The renewable energy sector discussed the fact that at the policy level, renewable energy has been prioritized but progress in the level of implementation has been slow. The government should provide incentives and benefits to companies to establish more environmentally friendly power plants. The renewable round team shared viewpoint on that there is a limitation in the number of local experts on technology and innovation relating to renewable energy and infrastructure, and much external help will be needed. Also, new changes in the energy and infrastructure sector require massive investments, while the market is mostly dominated by one or two major corporations. The other sectors also shared ideas and challenges related to growth and scalability for inclusive business models within their individual sectors, the detailed framework of which is presented in the official report.

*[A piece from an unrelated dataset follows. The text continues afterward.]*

PR #639, opened 2018-02-05
feat(core): compute TMS coordinates from north to south

zarov:
## Description
As it can be read in the link at the end, TMS coordinates differ from other "TMS" coordinates from Google Maps, OSM, Bing etc... The first one goes from south to north, while the latter north to south. In this commit, the parameter `northToSouth` in the method `computeTMSCoordinates` can be set to true to obtain the same result as Google Maps and others.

Bangladesh has maintained an impressive track record on growth and development, as the economy has grown at nearly 6% per year in the past decade, while human development maximized along with economic growth. Now with the successful inauguration and future implementation of Inclusive Business models, the government believes that Bangladesh can further enhance the quality of life for her BoP populations and become a noteworthy contributor of the Sustainable Development Goals. As proposed by the government, only by mutual cooperation and engagement with the private sector can the SDGs be achieved, as the implementation of Inclusive Business models within the private sector will be the most effective tool in achieving SDGs and improving the standard of living among the BoP population. Furthermore, the government also expressed their intention to adapt and innovate on policies supporting Inclusive Business in Bangladesh, as well as to provide incentives for sectors utilizing Inclusive Business models.

The event was prepared keeping positive intentions and the possibility of a bright future in mind, and the show of appreciation and enthusiasm from both the government and the private sector companies not only reinforced the purpose of the event, but also provided the framework and structure for Inclusive Business and development in Bangladesh to move forward in the coming years.